# REQUIREMENT:
Every line from the line containing "PR #1403, opened 2023-02-24" through the final line below is to be repeated exactly; no other line is.

# INFORMATION GIVEN:
PR #477, opened 2017-07-07
GPU implementation of L_p feature pooling

wickedfoo:
This diff contains the GPU kernels and calling code from the fbcunn library for FeatureLPPooling that we are contributing to cunn itself, converted to compile with modern cutorch / cunn with half, float and double support.

https://github.com/facebook/fbcunn/blob/master/src/FeatureLPPooling.cu
https://github.com/facebook/fbcunn/blob/master/src/FeatureLPPoolingHost.cpp

@soumith said he'd add the rest from here.

### DIFF
--- a/lib/THCUNN/FeatureLPPooling.cu
+++ b/lib/THCUNN/FeatureLPPooling.cu
@@ -1,0 +1,653 @@
+#include "THCUNN.h"
+#include "THCAtomics.cuh"
+#include "THCDeviceTensor.cuh"
+#include "THCDeviceTensorUtils.cuh"
+#include "THCDeviceUtils.cuh"
+#include "THCNumerics.cuh"
+#include "THCTensorTypeUtils.cuh"
+
+#define OUTPUT_FEATURES_PER_THREAD 32
+#define MAX_WARPS_PER_RUN 4
+
+namespace detail {
+
+/// Various utilities for dealing with arrays of values which are
+/// maintained in thread-local registers. All accesses are done in such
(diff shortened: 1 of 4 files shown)


wickedfoo:
Missing some updates, one min

wickedfoo:
ok updated with the header too, and float -> accreal

wickedfoo:
Please advise if there's anything else that needs to be added on the cunn side. There was no CPU implementation, only this in fbcunn for the module:

https://github.com/facebook/fbcunn/blob/master/fbcunn/FeatureLPPooling.lua

wickedfoo:
I'm going to write a simple CPU version of this for torch/nn, that shouldn't be too hard.

soumith:
i think we can make do with the Lua version, dont waste your time.

wickedfoo:
There's no implementation of the algorithm in Lua either, just the module file that forwards to the cunn version for CudaTensors. Is that good enough?

soumith:
oh i see. yea it needs a cpu or just pure lua script implementation

wickedfoo:
I added a CPU implementation in https://github.com/torch/nn/pull/1259

I'll update this cunn pull request with a test of the GPU code that compares against the CPU implementation

wickedfoo:
This diff has been updated with a test, bugs fixed and it works, compared against the CPU version.
This is good to go, as is https://github.com/torch/nn/pull/1259.

wickedfoo:
ping... can this be merged?

PR #1396, opened 2023-02-01
Test against a known blacklight release

cbeer:


jcoyne (approved):

jcoyne (changes requested):
This causes the non-matrix build to run with BL 7.33, which will fail.

jcoyne (approved):

marlo-longley:
The BL commit that the AL tests start failing on: https://github.com/projectblacklight/blacklight/commit/3e4a46f19bdb285af3ad75e43c56de85854a67ad. This commit was included in beta5.
Before that, all the way down to BL beta1, the tests in AL pass.

PR #1403, opened 2023-02-24
Test on concurrent-ruby 1.2.0

jcoyne:


jcoyne:
Clearly, this was not what caused the problem.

# SOLUTION FOR THIS EXERCISE:
PR #1403, opened 2023-02-24
Test on concurrent-ruby 1.2.0

jcoyne:


jcoyne:
Clearly, this was not what caused the problem.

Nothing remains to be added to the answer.